Now, some might think that this async kind of architecture could introduce difficulties with error recovery and reporting, however, this requires a synchronized swimming technique for send messages to the manager when a problem occurs. If a problem occurs in a module, that module’s thread will send a message to the manager and the manager will commence a shutdown process that is also signaled to the rest of the compiler. I could go into it even deeper, but maybe another time.

The aforementioned process is not completely implemented but the majority of it is, and it’s resulted in high performance due to the fact that type checking is being done while the module might still be tokenizing and parsed at the same time. The following input and video demonstrates how fast it is. It is a rather small example but still demonstrates it’s speed. The output is the type checker’s representation of the input.

var hello: String = "Hello"

fun testFunc(test: String) {
    let time = 1100 - 20 + 10
}

fun anotherTest(test: Int, yo: Bool): String{
    let name = "alex"
}

The type checker uses this as a beefier representation that is unique to type checking. These objects also have built in methods for efficiently and cleanly doing various type checking operations.

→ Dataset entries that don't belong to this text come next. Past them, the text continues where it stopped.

PR #342, opened 2018-09-10
UTY-1176: Code Generation Workflow Tweaks

jamiebrynes7:
#### Description
Added a marker file to `Temp` to indicate auto codegen has run already. This should stop the constant popups every recompile.

This gets removed when Unity closes so it will always generate when first started.
#### Tests
Tested workflow locally - worked nicely.
#### Documentation
N/A 
#### Primary reviewers
@jared-improbable

### DIFF
--- a/workers/unity/Packages/com.improbable.gdk.tools/GenerateCode.cs
+++ b/workers/unity/Packages/com.improbable.gdk.tools/GenerateCode.cs
@@ -20,18 +20,31 @@ namespace Improbable.Gdk.Tools
         private static readonly string SchemaCompilerRelativePath =
             $"../build/CoreSdk/{Common.CoreSdkVersion}/schema_compiler/schema_compiler";
 
+        private static readonly string StartupCodegenMarkerFile =
+            Path.GetFullPath("Temp/ImprobableCodegen.marker");
+
         /// <summary>
         ///     Ensure that code is generated on editor startup.
         /// </summary>
         static GenerateCode()
         {
-            if (EditorApplication.isPlayingOrWillChangePlaymode)
+            if (!CanGenerateOnLoad())
             {
-                // Don't generate code when entering PlayMode.
                 return;
             }
 
             EditorApplication.delayCall += Generate;
+        }
+
+        private static bool CanGenerateOnLoad()
+        {
+            if (EditorApplication.isPlayingOrWillChangePlaymode)
+            {
+                // Don't generate code when entering PlayMode.
+                return false;
+            }
+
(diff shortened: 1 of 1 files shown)


workers/unity/Packages/com.improbable.gdk.tools/GenerateCode.cs
```diff
@@ -20,20 +20,33 @@ internal static class GenerateCode
         private static readonly string SchemaCompilerRelativePath =
             $"../build/CoreSdk/{Common.CoreSdkVersion}/schema_compiler/schema_compiler";
 
+        private static readonly string StartupCodegenMarkerFile =
+            Path.GetFullPath("Temp/ImprobableCodegen.marker");
```
firtina-improbable: `/`, may be better to use `Path.Join`

firtina-improbable: I think it's safe to use `"Temp"` here but may be even safer to do e.g. `Path.Join(Application.dataPath, "..", "Temp", "filename.ext")`

callumlawson: if this is the right folder, we should use this:
https://docs.unity3d.com/ScriptReference/Application-temporaryCachePath.html

firtina-improbable: This one could potentially clash with other projects:

`%USERPROFILE%/AppData/Local/Temp/{company name}/{project name}`

Where {project name} is likely `unity` and {company name} is likely `DefaultCompany`

zeroZshadow: That shouldn't be the windows temp, but the project temp

jamiebrynes7: There's an easy way to test this 😉

jamiebrynes7: It is indeed - `%USERPROFILE%/AppData/Local/Temp/{company name}/{project name}`

jamiebrynes7: It also doesn't get cleaned when Unity closes or opens. Am going to revert back to the original

firtina-improbable: re: the original: reminder about my comments about Path.Join

PR #352, opened 2018-09-10
UTY-1125: Renamed title from Logging and accessing the worker to SpatialOSComponent utility API

JonasImprobable:

-------

#### Description
Renamed the title to avoid confusions as discussed with @martinzlocha 
The previous title suggested that this article might be about logging which is explained properly in a different article. This article should just link to the proper logging article.
#### Tests
#### Documentation
#### Primary reviewers


docs/README.md
```diff
@@ -50,7 +50,7 @@ Once you are comfortable with the GDK and want to start a separate project, look
 * [Sending and receiving events](content/gameobject/sending-receiving-commands.md)
 * [Sending and receiving commands](content/gameobject/sending-receiving-events.md)
 * [World commands](content/gameobject/world-commands.md)
-* [Logging and accessing the worker](content/gameobject/logging-and-accessing-the-worker.md)
+* [SpatialOSComponent utility API](content/gameobject/spatialoscomponent-utility-api.md)
```
callumlawson: I'd say this is a worse title as I, as a user, have no idea what the SpatialOSComponent utility API could do for me. 
Logging and accessing the worker is helpful as I know why I might want to read the linked doc.

callumlawson: I see the point about logging, but you should find a name more in line with "Sending and reciving events" centric to the task the user will have in mind.

MPeti01: The main problem is with the design of the component itself in the first place imo. It's just a place where a bunch of unrelated things ended up, the previous title was not really describing the contents. For now I think it's OK like this and when we hopefully break it up we can make the docs make more sense too.

JonasImprobable: Agreed. Once we can properly inject your entityid or the logger, this component will have a clearer role or will be removed altogether. The current state is more of a stop gap.

JonasImprobable: Renamed to `Retrieving your EntityId and accessing the worker` for now.

PR #359, opened 2018-09-10
Prevent invalid game objects from breaking injection

firtina-improbable:

-------

#### Description
Unity makes invalid components `null` but somehow still lets them be returned by component list queries.

When we're iterating over these any method calls throw exceptions and prevent further iterations.

#### Tests
Tested with a project that has bad gameobjects, it does not break any more, other game objects with monobehaviours still work well

#### Documentation
Internal


workers/unity/Packages/com.improbable.gdk.core/GameObjectRepresentation/EntityGameObjectLinker.cs
```diff
@@ -3,6 +3,7 @@
 using Improbable.Worker;
 using Unity.Entities;
 using UnityEngine;
+using Object = System.Object;
```
samiwh: why not just use `object`

firtina-improbable: Ah, this using is no longer necessary, I was using `Object.ReferenceEquals` but I converted them to `ReferenceEquals` instead

PR #362, opened 2018-09-11
Instantiating a prefab with broken/missing components fixed

zeroZshadow:
Instantiating a prefab with broken/missing components will no longer break the GDK


zeroZshadow:
Seems we already have this and it was just... sitting there https://github.com/spatialos/UnityGDK/pull/359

Now that we’ve gotten that out of the way, I wanna talk about how I plan to market Beagle when it’s ready. One thing I’ve noticed about many new langs these days is that there is a significant period of a lang’s lifetime where it is almost inaccessible or unusable. Some examples are like JAI being closed sourced and only released to a select group of individuals. Zig is open sourced and released but it’s documentation on getting started is quite lacking so for those that are new to a language like zig struggle significantly. I did try it out at one point and eventually gave up because I could barely find anything basic on something as trivial as arrays. While it is a nice simple language for writing C like code in a robust way, and while it is accessible, it’s pretty much unusable to most people at this point. Crystal is another nice language I look upon for resources, but unfortunately it’s not completely available on windows which is a bit of a bummer for people willing to give it a try, where it’s mostly usable and accessible on linux distros. Kotlin was not that usable or stable for the first 5 years of its lifetime if I’m not mistaken. Rust until 2017/2018 was a beast to work with due to its strict memory management model. I do love rust but I don’t want beagle to have any of these kinds of hiccups or delays. I want as many people to be able to use it right off the bat with the first official release of it.

The first pre-alpha release is what I call “The Big Functional Update” (yes, update names take after minecraft), where it provides the basic language features plus things you need to write highly functional code from higher order functions and lambdas with function types to sugary control flow like unless, until, loop, and the rest of the basic syntax. It will only have functional features at the start but I want to give it a decent yet basic build system with a very basic form of a build script where you can just use for basic configurations.

const name: String = "test"
const group: String = "couch"
const version: String = "1.0"

const dependencies: [String] = ["something:1.0", "another-thing:1.0"]
const outDir = "out/test"

It will not be anything like Gradle, and quite frankly, I don’t like gradle. Beagle build scripts will be much simpler and easier to work with; straightforward. I want anyone to be able to try it out every step of the way. Every version I release, I want it immediately available for use, so that even if it’s pre-alpha, anyone can write beagle code for whatever they want with the guarantee that they can always stay up to date with ease.